The aim of this project is to create a simple service that can scrape useful data from ITJobswatch.
At present the app is set up to be cloned and used to simply scrape the below services:
- Home page top 30 job/roles / skills which can be found here
The aim will be to expand this to further services such as:
- Regular polling of pages and writing to a database for longer terms stats
- Bespoke calls for specific job role data
And much more.
Pre-Requisites
- Pycharm IDE
- Python 3.x + installed
The necessary packages needed to run this program should automatically be picked up by pycharm. You may find a a few pop ups within the IDE that state there are dependencies missing, if you simply install these through the IDE you should be set up correctly.
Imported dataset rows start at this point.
Issue #233, opened 2018-06-19
Can't use private repository in `poetry add`


ojii:
Poetry version: 0.10.3
Python Version: 3.6.5

(Note: I redacted URL of my private repository)

pyproject.toml:

```toml
[tool.poetry]
name = "project"
version = "0.1.0"
description = ""
authors = []

[[tool.poetry.source]]
name = "private"
url = "<url>"

[tool.poetry.dependencies]
python = "^3.6"

[tool.poetry.dev-dependencies]
pytest = "^3.5"
```

I ran the following two commands:

* `poetry config repositories.private <url>`
* `poetry config http-basic.private <username>`

Checking the config files on disk, the values are correct.

When I run `poetry search <private package>` or `poetry add <private package>` poetry cannot find the package. Here's the output of `poetry -vvv add`:

```
poetry -vvv add <private package>
                                  
[ValueError]       
Package [<private package>] not found.  
                                  
Exception trace:
 /usr/local/lib/python3.6/site-packages/poetry/_vendor/cleo/application.py in run() at line 94
   status_code = self.do_run(input_, output_)
 /usr/local/lib/python3.6/site-packages/poetry/console/application.py in do_run() at line 87
   return super(Application, self).do_run(i, o)
 /usr/local/lib/python3.6/site-packages/poetry/_vendor/cleo/application.py in do_run() at line 197
   status_code = command.run(input_, output_)
 /usr/local/lib/python3.6/site-packages/poetry/console/commands/command.py in run() at line 72
   return super(BaseCommand, self).run(i, o)
 /usr/local/lib/python3.6/site-packages/poetry/_vendor/cleo/commands/base_command.py in run() at line 146
   status_code = self.execute(input_, output_)
 /usr/local/lib/python3.6/site-packages/poetry/_vendor/cleo/commands/command.py in execute() at line 107
   return self.handle()
 /usr/local/lib/python3.6/site-packages/poetry/console/commands/add.py in handle() at line 65
   packages, allow_prereleases=self.option("allow-prereleases")
 /usr/local/lib/python3.6/site-packages/poetry/console/commands/init.py in _determine_requirements() at line 215
   requirement["name"], allow_prereleases=allow_prereleases
 /usr/local/lib/python3.6/site-packages/poetry/console/commands/init.py in _find_best_version_for_package() at line 245
   name, required_version, allow_prereleases=allow_prereleases
[...]

PR #306, opened 2018-07-14
Adding support for HTTP Basic Auth when installing and searching from legacy repo (#233)

MarcDufresne:
# Pull Request Check List

Hi! I really like `poetry` and would love to be able to use it at work, sadly it doesn't support HTTP Basic Auth when pulling from private repositories so that has kept us from using it. See #233 

That is why I have come up with this PR. It basically adds support for pulling from private repos using the auth values stored in `http-basic.<repo-name>` by inserting them in the repo URL dynamically. I've also made sure that the username and password are never output to the shell.

While doing this I tried to have the most minimal impact on existing user. For example, anyone that already defines username and password directly in the URL of the `pyproject.toml` file won't suddenly have issues since I check for existing credentials and skip my code if anything is found (But I suggest those who do this now use the `http-basic` configuration). Additionally, I make sure that if no credentials are found for this specific repo the URL won't be altered at all.

~~I did not write tests yet because I wanted my design validated first and because I am not sure how to approach tests for this feature.~~
I wrote a unit test that mocks reading `http-basic` from the config and uses the returned values to create a new URL and then validates that the URL was properly constructed.
I have also tested the functionality locally using a devpi-server behind a HTTP Basic Auth protected web server, with the config below

`pyproject.toml`:
```toml
[[tool.poetry.source]]
url = "http://localhost:3142/root/pypi/+simple/"
name = "devpi"
```

```bash
poetry config http-basic devpi user pass
```

### DIFF
--- a/poetry/installation/pip_installer.py
+++ b/poetry/installation/pip_installer.py
@@ -25,9 +25,14 @@ class PipInstaller(BaseInstaller):
         if package.source_type == "legacy" and package.source_url:
             parsed = urlparse.urlparse(package.source_url)
             if parsed.scheme == "http":
+                if not parsed.username:
+                    from_host = parsed.netloc
+                else:
+                    from_host = parsed.netloc[parsed.netloc.index("@") + 1 :]
+
                 self._io.write_error(
                     "    <warning>Installing from unsecure host: {}</warning>".format(
-                        parsed.netloc
+                        from_host
                     )
                 )
                 args += ["--trusted-host", parsed.netloc]
--- a/poetry/installation/pip_installer.py
+++ b/poetry/installation/pip_installer.py
@@ -3,6 +3,9 @@ import tempfile
 
 from subprocess import CalledProcessError
 
+from poetry.utils.helpers import get_http_basic_auth
+
+
 try:
     import urllib.parse as urlparse
 except ImportError:
@@ -25,19 +28,27 @@ class PipInstaller(BaseInstaller):
         if package.source_type == "legacy" and package.source_url:
             parsed = urlparse.urlparse(package.source_url)
             if parsed.scheme == "http":
-                if not parsed.username:
-                    from_host = parsed.netloc
-                else:
-                    from_host = parsed.netloc[parsed.netloc.index("@") + 1 :]
-
                 self._io.write_error(
                     "    <warning>Installing from unsecure host: {}</warning>".format(
-                        from_host
+                        parsed.netloc
                     )
                 )
                 args += ["--trusted-host", parsed.netloc]
 
-            args += ["--index-url", package.source_url]
+            # This here won't work, need some pointers
+            auth = get_http_basic_auth(package.source_url)
+            if auth:
+                index_url = "{scheme}://{username}:{password}@{netloc}{path}".format(
+                    scheme=parsed.scheme,
+                    username=auth[0],
+                    password=auth[1],
+                    netloc=parsed.netloc,
+                    path=parsed.path,
+                )
+            else:
+                index_url = package.source_url
+
+            args += ["--index-url", index_url]
 
         if update:
             args.append("-U")
--- a/poetry/installation/pip_installer.py
+++ b/poetry/installation/pip_installer.py
@@ -35,8 +35,7 @@ class PipInstaller(BaseInstaller):
                 )
                 args += ["--trusted-host", parsed.netloc]
 
-            # This here won't work, need some pointers
-            auth = get_http_basic_auth(package.source_url)
+            auth = get_http_basic_auth(package.source_reference)
             if auth:
                 index_url = "{scheme}://{username}:{password}@{netloc}{path}".format(
                     scheme=parsed.scheme,
--- a/poetry/repositories/legacy_repository.py
+++ b/poetry/repositories/legacy_repository.py
@@ -28,6 +28,7 @@ from cachy import CacheManager
 
 import poetry.packages
 
+from poetry.config import Config
 from poetry.locations import CACHE_DIR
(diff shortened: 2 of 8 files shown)


MarcDufresne:
@sdispater @cauebs This is ready for review anytime you have time! Thanks!

poetry/repositories/legacy_repository.py
```diff
@@ -159,6 +160,15 @@ def __init__(self, name, url, disable_cache=False):
             requests.session(), cache=FileCache(str(self._cache_dir / "_http"))
         )
 
+        url_parts = urlparse.urlparse(self._url)
+        if not url_parts.username:
+            username, password = get_http_basic_auth(self.name)
+            if username and password:
+                netloc = "{}:{}@{}".format(username, password, url_parts.netloc)
```
sdispater: Instead of recreating the url by hand we can just pass the auth information to the session created in `__init__()`. That way the `_url` attribute is left untouched while still providing the auth information to each request made to the remote url.

```python
self._session.auth = get_http_basic_auth(self.name)
```
For this to work we have to make a small change to `get_http_basic_auth()` so that it returns `None` when no authentication information could be found. This makes the code much simpler since we don't have to chech each time if username/password exist. 
```

File: poetry/utils/helpers.py [hunk 2]
```diff
@@ -77,3 +78,11 @@ def parse_requires(requires):  # type: (str) -> Union[list, None]
...
     if requires_dist:
         return requires_dist
+
+
+def get_http_basic_auth(repository_name):  # type: (str) -> (str, str)
+    config = Config.create("auth.toml")
+    repo_auth = config.setting("http-basic.{}".format(repository_name))
+    if repo_auth:
+        return repo_auth["username"], repo_auth["password"]
+    return "", ""
```
sdispater: We should return `None` for the reasons specified above.

pyproject.toml
```diff
@@ -55,6 +55,7 @@ pygments-github-lexers = "^0.0.5"
 black = { version = "^18.3-alpha.0", python = "^3.6" }
 pre-commit = "^1.10"
 tox = "^3.0"
+mock = "^2.0"
```
sdispater: This is not necessary since we already have `pytest-mock` which provides a more convenient way to mock objects and functions.

tests/repositories/test_legacy_repository.py
```diff
@@ -43,3 +44,11 @@ def test_page_absolute_links_path_are_correct():
     for link in page.links:
         assert link.netloc == "files.pythonhosted.org"
         assert link.path.startswith("/packages/")
+
+
+@mock.patch("poetry.repositories.legacy_repository.get_http_basic_auth")
```
sdispater: We shoud use the `mocker` fixture provided by `pytest-mock`

tests/repositories/test_legacy_repository.py
```diff
@@ -43,3 +44,11 @@ def test_page_absolute_links_path_are_correct():
...
+def test_http_basic_auth_repo(mock_get_auth):
```
sdispater: Testing this will be more complex with the changes I requested since we will need to check the url that will be called in `_get()`.

poetry/installation/pip_installer.py
```diff
@@ -25,9 +25,14 @@ def install(self, package, update=False):
         if package.source_type == "legacy" and package.source_url:
             parsed = urlparse.urlparse(package.source_url)
             if parsed.scheme == "http":
+                if not parsed.username:
```
sdispater: With the changes requested below. The authentication part of the url will not appear here, so this check is not necessary.

However, this will be an issue since `pip` won't be aware of the credentials. So this is where we should modify the url to include the credentials, I think.

MarcDufresne:
Thanks for the feedback, it's your project so we'll do it your way :P

For the session, setting the `auth` was actually my first implementation but wouldn't work with the `_download` method in `PyPiRepository` since it doesn't use the session (and I tried using the session in it but downloads would timeout for some reason), this is the cleanest way I've found that worked without changing too much of the code/design. Let me know what you think.

I've actually been using my fork since last week and it's working great at least.

sdispater:
@MarcDufresne It's weird that the downloads timeout by using the session. Could this be caused by the fact that we encapsulate the sessions in a `CacheControl` object?

sdispater:
I just checked and I can't reproduce the timeouts. Everything works on my end by using the session in the `LegacyRepository` class.

MarcDufresne:
@sdispater Thanks for trying it on your end, can you share a snippet? IIRC I had to make `PyPIRepository._download` use `self.session.get`, that's the part that somehow didn't work for me.

Oh and I should be fixing the comments shortly!

sdispater:
@MarcDufresne I just overrode `_download()` in `LegacyRepository` to use `self._session.get()`, nothing more and it worked.

MarcDufresne:
Ok cool, I'll do it like that then, I didn't want to change too much code at first, but if you're okay with it, I'll do it like that.

MarcDufresne:
@sdispater Can you take a look at `pip_installer.py`, I'm looking for a way to get the name of the repo (to get the auth) but I'm not sure how.

sdispater:
@MarcDufresne At the moment there is no easy way to retrieve the name of the repository from the lock file.

I think we can store it in the `source_reference` attribute of a `Package` since it's currently not used for `LegacyRepository` objects.

See here: https://github.com/sdispater/poetry/blob/master/poetry/repositories/legacy_repository.py#L239

sdispater:
Thanks a lot for this!

MarcDufresne:
Well thanks for your feedback and accepting this! Glad to see poetry becoming even more useful :D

To test whether the program will work from your machine:
- Ensure the
config.ini
file has the test environment set tolive
- Click the
Terminal
icon which can be found on the menu in the bottom left of Pycharm. - Ensure you're in the root path of the project and type
python -m pytest tests/
This should execute the tests if any fail you may have issues with this program.
To use the program simply right click on the main.py
file and then click Run 'main'
. This will run the command line user interface.
Follow the instructions to download via the various options given.
- Adding a job details search option (essentially be able to search for a specific role and return the details in a CSV)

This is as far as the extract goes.